I recommend to consider Wade's rules as general guidelines, but not a final truth, sometimes they fail spectacularly. For example, consider $\ce{[CH]6}$ cluster. Wade's rule predicts it to be a Trigonal prism. As we know, IRL this molecule prefers to be a ring, with prismane being an esoteric and a quite rare form.

Answer 3

So-called 2n, 4n, 14n and so forth rules are not necessary at all. Simply, Wade's rule in its original form i.e. 'n' rule is equally applicable to Zintl ions and sufficient to predict their structural type e.g., closo, nido, arachno, hypho and so on. For example, the Skeleton Electron Pair Count becomes six [0.5(3 x 5 - 3)] for [Bi5]3+; indicating (n + 1) formulation and hence it must adopt closo structure. Similarly, the SEPC becomes nine [0.5(3 x 5 + 3)] for [As5]3-, implying its hypho structure from (n + 4) formulation.

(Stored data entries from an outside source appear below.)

PR #658, opened 2026-08-28
Do not instantiate `Public` visibility for implicit public defs and attrs

Morriar:
We can use `nil` to represent implicit public default visibility.

cc. @michaelherold.

### DIFF
--- a/lib/rbi/model.rb
+++ b/lib/rbi/model.rb
@@ -326,8 +326,8 @@ module RBI
     #: Array[Symbol]
     attr_reader :names
 
-    #: Visibility
-    attr_accessor :visibility
+    #: Visibility?
+    attr_accessor :visibility # `nil` for implicit `public` visibility
 
     #: -> Array[Sig]
     def sigs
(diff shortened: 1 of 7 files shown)


michaelherold (approved):

lib/rbi/model.rb
```diff
@@ -345,12 +345,12 @@ def sigs?
...
     #|   Symbol name,
     #|   Array[Symbol] names,
-    #|   ?visibility: Visibility,
+    #|   ?visibility: Visibility?,
     #|   ?sigs: Array[Sig]?,
     #|   ?loc: Loc?,
     #|   ?comments: Array[Comment]?
     #| ) -> void
-    def initialize(name, names, visibility: Public::DEFAULT, sigs: nil, loc: nil, comments: nil)
+    def initialize(name, names, visibility: nil, sigs: nil, loc: nil, comments: nil)
```
Morriar: Let's also update `FlattenVisibilities` to keep implicit public as `nil`.

Right now that rewriter seeds/pushes `Public.new` and assigns it to every `Attr`/`Method`, so parsed implicit-public members lose the new representation after `flatten_visibilities!`. That keeps the `Public` allocation/retention on that path.

We can use a `Array[Visibility?]` stack starting with `nil`, push `nil` for new scopes, and only store `Public` when we actually see an explicit `public` label.

lib/rbi/model.rb
```diff
@@ -991,9 +991,6 @@ def initialize(loc: nil, comments: nil, &block)
       super(:public, loc: loc, comments: comments)
       block&.call(self)
     end
-
-    # Shared default instance to avoid allocating a new Public on every Method/Attr creation.
-    DEFAULT = new.freeze #: Public
```
vinistock, line 996: If the implicit one is now represented by `nil`, could we make `loc` required for the visibility instances?

vinistock (approved):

Moreover, the contribution of the vertex atom (here it is Bi/As) can be easily calculated from the 'v + x - 2' rule, where v is the # of valance electron(s). The value of x (contribution of exo ligand towards vertex atom) must be zero since there is no exo ligand bonded with the vertex atoms in Zintl ions, Naked Clusters. Jadavpur University, India.